The page Towers handed him was nondescript copy paper. The single sentence of type said, “You’re a dead man.” The line was at the top of the page—nothing unusual about the spacing, the spelling, nothing unusual at all as far as he could see, except maybe that it was in English instead of Spanish. Here, on the Nuevo Laredo side, one might have suspected an attack from Towers’s Mexican enemies, rather than those from the U.S. side.
If, of course, there were anything at all to this. He looked at the letter one last time, then at his boss, who was pacing back and forth across the large, carpeted study in agitation.
“How did you get this?” he asked, and Mike turned and came back over to the desk, letting himself collapse into his leather chair.
“A little boy came up to the truck while I was in the bank,” he said with disgust. “Jaime saw him walk right up. When the kid stepped up on the bumper, he yelled and the kid ran. But when Jaime checked, he found the letter inside the bed. The kid dropped it in.”
Chance considered the information, rubbing his chin thoughtfully. Jaime again. Mike trusted him. But Chance always thought his behavior was off in some way he couldn’t identify. In fact, many of the recent incidents of implied or direct threats had reached Mike when Jaime was watching over him. “You should have taken me instead of Jaime,” he muttered after a moment, and Towers banged a hand on the top of the polished desk, rattling the framed pictures and gold pen stand.

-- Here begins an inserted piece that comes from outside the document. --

PR #5241, opened 2023-01-26
Improve plot panel settings API integration

foxymiles:
**User-Facing Changes**
This improves the existing integration of the plot panel and the settings API.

“Never mind Jaime! He’s been with me since before you were, and I trust him absolutely! We’ve been over this before! What I want to know is—can you keep me safe or can’t you?”
“No.” Chance clipped the word, meeting Towers’s incredulous gaze implacably. “No, I can’t—if you insist on ignoring my advice and doing whatever you want. You travel with those armed guards of yours—all of whom had records when I checked them out—and you make needless trips without even telling me. Here, I can protect you. Out there—you’ve seen the carnage.” He shrugged. “I hope Jaime is as trustworthy as you think he is.”
Mike worried his lip with his teeth while he fiddled with a spotless notepad on his desk. “Look,” he said finally, in a conciliatory tone, “you have to understand. Things aren’t the same here and back in the States.
That’s why I usually don’t have you over here. I hired you mostly to watch the Laredo place, and didn’t think I’d need you over here in Nuevo Laredo. You’re more useful on the other side in some ways. You can carry over there, but since you’re American, you can’t legally carry a gun on this side. Wouldn’t worry me if you carried without telling anyone out in public, but if you got caught, keeping you out of prison wouldn’t be worth the time or money I’d have to pay to fix it.”
Chance paced over to glance out the window, thinking. “I can head on over to Laredo,” he offered. “I came because you told me, to, but—” He held his breath, hoping that Mike wouldn’t take the suggestion. He’d pretty much exhausted his search for anything related to his uncle’s case when he’d been on the Texas side. Mike might be the devil in amiable disguise, but he attended civil functions and donated to a lot of good causes, so he had been away from the house a lot. If the pattern held true here—
“Hell, boy, if I’d wanted you there, I’d have left you there.” Mike snorted. “I decided I wanted you here where there’s more going on. Kidnappings, theft, and the cartels fighting in the street—you’re good to have around. No one cares if you carry a gun on these grounds, so you’re worth plenty to me here on the ranch. But out on the streets, you’d just call attention to me. And Jaime and the others may have records, but they’re loyal—because no one can pay them more than I can, and they know that. They’re big here, because of me—and they know that, too. Yeah, I’ve seen the carnage. And the bodies hanging from bridges. No way in hell am I going to end up like that. My men are from here. You’re not. They don’t call attention to themselves like you do. I don’t have to worry about them. Trust me on that. Whoever wrote that threat isn’t from this side, I’m almost sure. The warning is in English.”
Chance waved the paper, which he still held, impatiently in the air. “Damn it, Mike, what does that prove? It’s not difficult to translate one sentence from Spanish to English.”